Should not clear all dns entries when OpenVPN tunnel is established
Context: NetworkManager 1.27.91 + network-manager-openvpn 1.8.12 + systemd-resolved 246.6 (debian bullseye).
When establishing an open vpn which is used as the default route, network-manager clears all entries in the current dns configuration. This also includes suffixes for local domain names, which thus are broken (won't be resolved over the dns).

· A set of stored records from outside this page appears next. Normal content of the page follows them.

PR #71832, opened 2026-07-17
feat(subscriptions): reuse the SQL assistant's HogQL guidance in reports

vdekrijger:
## Problem

Scheduled AI reports can generate invalid or inefficient HogQL because planner and recovery guidance can drift from the ChatAgent SQL rules.

Reports also miss useful company and product context already stored in core memory.

## Changes

- Planning and recovery apply the authoritative ChatAgent HogQL rules.
- Portable query-writing learnings and subscription constraints remain separate code-owned constants.
- The ChatAgent rules win on conflicts.
- Fresh and frozen report flows include sanitized core memory when enabled.
- Subscription queries default to `LIMIT 250`.
- Recovery lowers result size only for memory, result-size, or timeout pressure.
- Planning and recovery keep separate task prompts while sharing one query-writing base.
- Version-5 frozen plans lazily regenerate under version 6.
- The rendered general ChatAgent SQL prompt remains unchanged.
- This PR changes no skill files and contains no code evaluation harness.

- The focused planner, recovery, and prompt suite passes with 161 tests.
- Targeted mypy, Ruff lint, Ruff format, and strict preflight pass.
- The rendered ChatAgent SQL prompt matches master byte-for-byte.
- The final diff contains only five production and regression-test files.
- Two active UI judges sample 10% of initial-query and recovery runs using the configured Production `gpt-5-mini` key, with results delivered through their configured Slack subscriptions.

## Automatic notifications

- [ ] Publish to changelog?

## Docs update

None.

## 🤖 Agent context

Codex assisted with implementation and verification. `/qa-team` reviewed an earlier revision; later human feedback narrowed the scope and guided focused revalidation.

The shipped design keeps ChatAgent as the source of truth, removes skill integration, and moves ongoing quality monitoring to PostHog UI evaluations.


products/exports/backend/temporal/subscriptions/ai_subscription/test/test_spec_generator.py
```diff
@@ -879,6 +879,13 @@ def _stored_plan(self) -> dict:
             ).model_dump(),
         }
 
+    @patch(f"{_SG}.build_context_blob", return_value="blob")
+    def test_rejects_v5_plan_after_hogql_prompt_change(self, _mock_blob: MagicMock) -> None:
```
vdekrijger: Honestly this test feels very moot and implementation details, the function is already validated to work so lets just nuke this test.

products/exports/backend/temporal/subscriptions/ai_subscription/test/test_prompts.py
```diff
@@ -1,12 +1,53 @@
...
+    SQL_EXPRESSIONS_DOCS,
+    SQL_SUPPORTED_AGGREGATIONS_DOCS,
+    SQL_SUPPORTED_FUNCTIONS_DOCS,
+)
 
 _P = "products.exports.backend.temporal.subscriptions.ai_subscription.prompts"
 
 
+@parameterized.expand([("planner", PLAN_GENERATION_PROMPT), ("hogql_fix", HOGQL_FIX_PROMPT)])
+def test_prompt_embeds_shared_hogql_rules(_name: str, prompt: str) -> None:
```
vdekrijger: Honestly all these added tests are super moot and implementation detail, we lose a lot of flexibility. Lets just remove all these tests, as I don't think they are valuable.

products/exports/backend/temporal/subscriptions/ai_subscription/prompts.py
```diff
@@ -434,4 +470,10 @@ def render_prompt(template: str, substitutions: dict[str, str]) -> str:
 
 Original query (failed):
 {{{original_hogql}}}
-""".strip()
+""".strip(),
+    {
+        "hogql_casing_rules": HOGQL_FUNCTION_CASING_RULES,
+        "hogql_dialect_rules": HOGQL_DIALECT_RULES,
+        "hogql_window_function_naming_rules": HOGQL_WINDOW_FUNCTION_NAMING_RULES,
+    },
```
vdekrijger: 🤖 _AI-suggested · github-user's review style_

`HOGQL_WINDOW_FUNCTION_NAMING_RULES` repeats the `lagInFrame()`/`leadInFrame()` casing guidance already embedded in `HOGQL_DIALECT_RULES`, leaving two sources of truth for the same rule. Remove one copy so they can't drift.

**Fix:** Drop the `lagInFrame()`/`leadInFrame()` line from `HOGQL_WINDOW_FUNCTION_NAMING_RULES` (the shared dialect block already covers it) and keep only the lowercase window-function names, or move the whole block into the shared module next to the dialect rules.

products/exports/backend/temporal/subscriptions/ai_subscription/prompts.py
```diff
@@ -132,15 +145,19 @@ def render_prompt(template: str, substitutions: dict[str, str]) -> str:
   The pattern `WHERE event = (SELECT … FROM (WITH cte AS (…) SELECT …))` fails to parse. If you
   reach for a CTE, rewrite the whole query as one flat SELECT with conditional aggregation
   (`countIf`/`sumIf`/`uniqIf`) — see the reference patterns below.
-- Do NOT use window functions (`ROW_NUMBER() OVER`, `LAG`, `LEAD`, `RANK`). Use `argMax`/`argMin`
-  or `ORDER BY … LIMIT N` instead.
+- Window functions are supported (HogQL forms are in the dialect notes above); for a single winner per
```
vdekrijger: Do we really still need all these now that we share them from the main app? 

Also it feels like there is redundancy in for example the join section, that is something we can use from the chat_agent/sql_prompts.py. 

Generally I would prefer if we can reduce the size of this custom prompt and heavily rely upon our shared / core sql prompt instruction / skills! That way we have a single source of truth that gains all the benefits and allows ths to freely improve as well.

vdekrijger: Centralized casing, dialect, JOIN, syntax, and user-identity guidance in HOGQL_QUERY_WRITING_RULES. Planner and fixer defaults and managed overrides prepend it once; report-only window and output rules stay local.

products/exports/backend/temporal/subscriptions/ai_subscription/test/test_spec_generator.py
vdekrijger: Removed the explicit v5 prompt-change regression. Stale-plan behavior remains covered by the existing generic validation.

products/exports/backend/temporal/subscriptions/ai_subscription/prompts.py
vdekrijger: Moved all window-function naming guidance into the canonical shared casing block. The subscription prompt no longer maintains a second copy.

products/exports/backend/temporal/subscriptions/ai_subscription/test/test_prompts.py
vdekrijger: Removed the PR-added prompt-content tests. Verification now uses the existing behavioral suites, prompt construction checks, skill build and lint, and QA.

products/exports/backend/temporal/subscriptions/ai_subscription/prompts.py
vdekrijger: Follow-up: narrowed the scope further. The general SQL assistant and execute-SQL prompts now render byte-for-byte as master. Subscription planner and recovery prompts combine reusable general SQL fragments with the canonical query-writing skill rules, while report-only constraints stay local.

vdekrijger: Follow-up: removed the skill integration entirely. Planner and recovery now prepend the code-owned HOGQL_QUERY_WRITING_RULES exported by ChatAgent. Compatible report-only rules stay local and explicitly defer to ChatAgent on conflicts. Skill files and execute-SQL have no diff, and the rendered ChatAgent prompt still matches master byte-for-byte.

products/exports/backend/temporal/subscriptions/ai_subscription/spec_generator.py
```diff
@@ -577,7 +602,12 @@ def build_enriched_prompt(
 ) -> EnrichedPromptSpec:
     cleaned = sanitize_prompt(prompt)
     relevant_events = _select_relevant_events(team, user, cleaned, trace_correlation_id)
-    context_blob = build_context_blob(team, window, relevant_events=relevant_events)
+    context_blob = build_context_blob(
+        team,
+        window,
+        relevant_events=relevant_events,
+        core_memory_text=_load_core_memory_text(team, user),
```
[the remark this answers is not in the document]
vdekrijger: Keeping this as-is because the requested boundary is already enforced at the consuming prompts. Core memory is nested inside `<project_context>`, and `PLAN_GENERATION_PROMPT` explicitly says all content in that wrapper is user-generated data, must be treated as data rather than instructions, and must never override the system rules. `sanitize_core_memory_text` strips structural framing tags, so memory cannot escape that wrapper. The synthesis prompt has the equivalent untrusted-data rule, while the fixer receives no core-memory payload. Core memory may inform relevant factual selection by design, but it is also constrained to the supplied schema and the report objective. A second adjacent copy of the same instruction would be redundant rather than a stronger boundary.

PR #71830, opened 2026-07-17
refactor(data-warehouse): migrate confluence, crunchbase, deel to rest_source (batch 13)

Gilbert09:
## Problem

Batch 13 of the ongoing effort to migrate hand-rolled data-warehouse source connectors onto the shared `rest_source` framework, removing duplicated pagination, auth, resume, and schema-building code.

## Changes

Migrated sources (behavior-preserving, coverage-first — each keeps its full test suite green and asserts the same observable behavior via the framework, reusing `validate_via_probe`, `build_endpoint_schemas`, resumable built-in paginators, and framework `auth` for secret redaction):

- **confluence**
- **crunchbase** — POST-body (`param_location="json"`) search pagination
- **deel**

Not migrated this batch (left hand-rolled, valid blockers — all documented framework gaps):
- **convex** — a 400 body-error envelope must raise a specific non-retryable "resync" error, plus two incompatible cursor transport modes (snapshot string-cursor vs deltas int-cursor).
- **coupa** — bespoke OAuth2: scope-fallback token minting (400 `invalid_scope` body classification) and mid-sync 401 inline token re-mint.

Prior to establishing the openvpn connection, the dns settings are the following (resolvectl status
, stripped non relevant parts):
Link 2 (wlp2s0)
Current Scopes: DNS LLMNR/IPv4 LLMNR/IPv6
DefaultRoute setting: yes
LLMNR setting: yes
MulticastDNS setting: no
DNSOverTLS setting: no
DNSSEC setting: no
DNSSEC supported: no
Current DNS Server: 192.168.0.1
DNS Servers: 192.168.0.1
DNS Domain: ~.
home
After establishing the vpn, the settings are the following:
Link 2 (wlp2s0)
Current Scopes: LLMNR/IPv4 LLMNR/IPv6
DefaultRoute setting: no
LLMNR setting: yes
MulticastDNS setting: no
DNSOverTLS setting: no
DNSSEC setting: no
DNSSEC supported: no
Link 12 (tun1)
Current Scopes: DNS LLMNR/IPv4 LLMNR/IPv6
DefaultRoute setting: yes
LLMNR setting: yes
MulticastDNS setting: no
DNSOverTLS setting: no
DNSSEC setting: no
DNSSEC supported: no
Current DNS Server: 10.8.0.1
DNS Servers: 10.8.0.1
DNS Domain: ~.
There is no longer a dns for the wlp2s0 interface. This causes that any local domain (ending in .home) will no longer be resolved. The expected result configuration would be :
Link 2 (wlp2s0)
Current Scopes: DNS LLMNR/IPv4 LLMNR/IPv6
DefaultRoute setting: no
LLMNR setting: yes
MulticastDNS setting: no
DNSOverTLS setting: no
DNSSEC setting: no
DNSSEC supported: no
Current DNS Server: 192.168.0.1
DNS Servers: 192.168.0.1
DNS Domain: home
Link 12 (tun1)
Current Scopes: DNS LLMNR/IPv4 LLMNR/IPv6
DefaultRoute setting: yes
LLMNR setting: yes
MulticastDNS setting: no
DNSOverTLS setting: no
DNSSEC setting: no
DNSSEC supported: no
Current DNS Server: 10.8.0.1
DNS Servers: 10.8.0.1
DNS Domain: ~.
ie, the DNS for wlp2s0 should be kept, but used only for the resolution of home
domain names. NetworkManager should only clear entries in the dns section that have a matching entry in the vpn dns domain settings, and keep others unchanged (maybe it could need an additional parameter in the vpn connection settings, other people may find that the current behaviour fits their need and enforce it).